The Obama administration has confirmed the existence of this section of the president's upcoming budget proposal. An official close to the matter filled me in on some of the details. The source wanted to make two things clear. First, the proposal does not increase NASA's budget—existing efforts and funds would be redirected to the $100 million asteroid-lasso plan. Second, if the audacious-sounding mission goes through, NASA promises only to drag small asteroids toward Earth and into lunar orbit.

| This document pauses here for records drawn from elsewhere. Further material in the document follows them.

PR #3126, opened 2024-02-12
LF-3566 add common name, varietal, and cultivar to edit varietal screen

navDhammu:
**Description**

- Added missing varietal and cultivar input fields and changed label for variety name to common name.
- Did minor refactoring by moving field names out of the component and into an object.

Jira link: https://lite-farm.atlassian.net/browse/LF-3566

**Type of change**

**How Has This Been Tested?**

- [ ] Passes test case
- [ ] Other (please explain)

**Checklist:**

### DIFF
--- a/packages/webapp/src/components/EditCropVariety/index.jsx
+++ b/packages/webapp/src/components/EditCropVariety/index.jsx
@@ -3,7 +3,7 @@ import React, { useState } from 'react';
 import PropTypes from 'prop-types';
 import { useTranslation } from 'react-i18next';
 import { Label } from '../Typography';
-import Input, { integerOnKeyDown } from '../Form/Input';
+import Input, { getInputErrors, integerOnKeyDown } from '../Form/Input';
 import styles from './styles.module.scss';
 import Radio from '../Form/Radio';
 import Form from '../Form';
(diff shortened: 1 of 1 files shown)


Duncan-Brain (approved):
Nice thanks! Looks good to me! 

I would normally say that we might put the constants into a constants.js file so it can be shared between add and edit views ... but these folders are weirdly high level and not grouped so this works for me!

packages/webapp/src/components/EditCropVariety/index.jsx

If something were to go horribly wrong, the relatively small size of the target asteroid would ensure that the rock is harmless to the planet.
In other words, Barack Obama is not risking accidentally throwing a killer asteroid at the world with this plan.
Last year, the president established a goal of landing astronauts on a near-Earth asteroid by 2025. This new plan could bump up the date to 2021. ("NASA is in the planning stages of an innovative mission to accomplish the President's challenge of sending humans to visit an asteroid by 2025 in a more cost-effective and potentially quicker time frame than under other scenarios," an administration official wrote in an email.)
"This is part of what will be a much broader program," Nelson said last week, during a visit in Orlando. "The plan combines the science of mining an asteroid, along with developing ways to deflect one, along with providing a place to develop ways we can go to Mars." Nelson was recently on the Senate panel responsible for grilling scientists about the consequences of an asteroid impact. In March, a highly publicized asteroid the size of a city block came sorta, kinda, maybe close to smashing into Earth. In February, a truck-sized meteor exploded over Russia's Ural Mountains, creating a sonic boom, injuring roughly 1,500 people, and damaging many buildings.